La fábrica privada de títulos: poder, dinero y adoctrinamiento
A raíz de los últimos indicios publicados por diversos medios, empieza a emerger un fenómeno aún más preocupante: la conexión entre ciertos chiringuitos académicos de carácter privado —algunos vinculados ideológicamente a entornos partidistas concretos— y la proliferación de títulos sin sustancia, obtenidos no por mérito ni esfuerzo, sino por capacidad económica, afinidad ideológica o lealtad orgánica. Frente a este modelo elitista, opaco y clientelar, la universidad pública sigue siendo el verdadero bastión del mérito, la capacidad y la igualdad de oportunidades. Allí, a diferencia de en esas redes de «titulitis partidaria», se exige sacrificio, transparencia y evaluación objetiva, como fundamento del ascenso social real. La educación no puede convertirse en un producto de consumo o propaganda, ni mucho menos en un arma de poder sectario.

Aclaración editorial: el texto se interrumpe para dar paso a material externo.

PR #178, opened 2024-07-29
dm vdo: Use VDO_USE_NEXT code with RAWHIDE distro

C2Redhat:
The linux-next min_heap code is now integrated into RAWHIDE. Add MACRO to test if a system is RAWHIDE, and use linex-next min_heap code if it is. We also replaced the VDO_USE_ALTERNATE variable with VDO_USE_NEXT if the code block is for the linux-next kernel to clarify the usage.

We also reorder code blocks so that the older code comes first and then the newest code.

### DIFF
--- a/src/c++/vdo/base/repair.c
+++ b/src/c++/vdo/base/repair.c
@@ -28,16 +28,18 @@
 #include "wait-queue.h"
 
 #ifndef VDO_UPSTREAM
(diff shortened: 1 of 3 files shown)


lorelei-sakai (approved):
The commit message could be a bit clearer, but it's fine. Code content all looks correct.

PR #179, opened 2024-07-29
dm vdo: don't refer to dedupe context after releasing it [RHEL-42515,VDO-5794]

raeburn:
Clear the dedupe context pointer in a data VIO whenever ownership of the context is lost, so that we can't examine it accidentally.

### DIFF
--- a/src/c++/vdo/base/dedupe.c
+++ b/src/c++/vdo/base/dedupe.c
@@ -750,6 +750,7 @@ static void process_update_result(struct data_vio *agent)
 	enter_histogram_sample(vdo_from_data_vio(agent)->histograms.update_histogram,
 			       jiffies - context->submission_jiffies);
 #endif /* VDO_INTERNAL */
+	agent->dedupe_context = NULL;
 	release_context(context);
 }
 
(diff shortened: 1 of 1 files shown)


src/c++/vdo/base/dedupe.c
```diff
@@ -750,6 +750,7 @@ static void process_update_result(struct data_vio *agent)
 	enter_histogram_sample(vdo_from_data_vio(agent)->histograms.update_histogram,
 			       jiffies - context->submission_jiffies);
 #endif /* VDO_INTERNAL */
+	agent->dedupe_context = NULL;
 	release_context(context);
```
lorelei-sakai, line 754: Arguably we should use vdo_forget(context) since that's what that sugar does. Or is that awkward here? (This applies to all three lines added.)

lorelei-sakai (changes requested):
Is using vdo_forget() appropriate here?  Otherwise, looks good.

src/c++/vdo/base/dedupe.c
raeburn: Yep, good idea

raeburn: Not with the local variable, but with the struct slot.

raeburn: Actually, I think we don't want to do the store of NULL until (unless) the atomic state change succeeds and we release the context. So the place where we're previously fetching the value from the struct isn't appropriate. And re-fetching the value from the struct with the macro later so that we can use the macro to store the null seems gratuitous...

lorelei-sakai: Yeah, that was kind of the question I was asking. Okay.

lorelei-sakai (approved):
Looks good, then.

Una política más ética exige estructuras más responsables
El problema no es solo individual, sino sistémico. El artículo 6 de la Constitución señala que los partidos son instrumentos fundamentales de participación política. Pero esa función democrática se desvirtúa cuando quienes controlan internamente las listas, los nombramientos y las promociones internas priorizan la lealtad ciega sobre la competencia, la obediencia sobre el mérito, el carisma televisivo sobre la trayectoria acreditada.
Urge establecer normas legales que obliguen a los partidos a verificar oficialmente los currículos de sus candidatos y altos cargos, bajo responsabilidad jurídica. Solo así se podrá evitar que la mentira se normalice y que el ciudadano termine asumiendo con resignación lo que debería ser motivo de rechazo.
No hay democracia sana sin verdad en la base
Una sociedad democrática no se sostiene solo sobre el voto, sino sobre la confianza. Cuando se acumulan casos de falsedad, cuando se tolera el engaño como si fuera un simple error de juventud o una licencia narrativa, lo que se debilita no es solo la imagen de la clase política, sino la legitimidad misma de las instituciones.
Recuperar la ética pública no es una tarea individual, sino colectiva. Requiere reformas, voluntad política y una cultura institucional basada en la ejemplaridad. Y sí, también requiere que cada representante, cada partido, y cada institución se someta al mismo nivel de exigencia que cualquier ciudadano común. Porque la democracia no puede sobrevivir si quienes la representan mienten sin consecuencias. «No se puede construir un país limpio con políticos que comienzan mintiendo en su hoja de vida». — (cita atribuida al ex presidente uruguayo José Mujica). «Cada mentira institucional tolerada es una grieta más en el edificio de la democracia».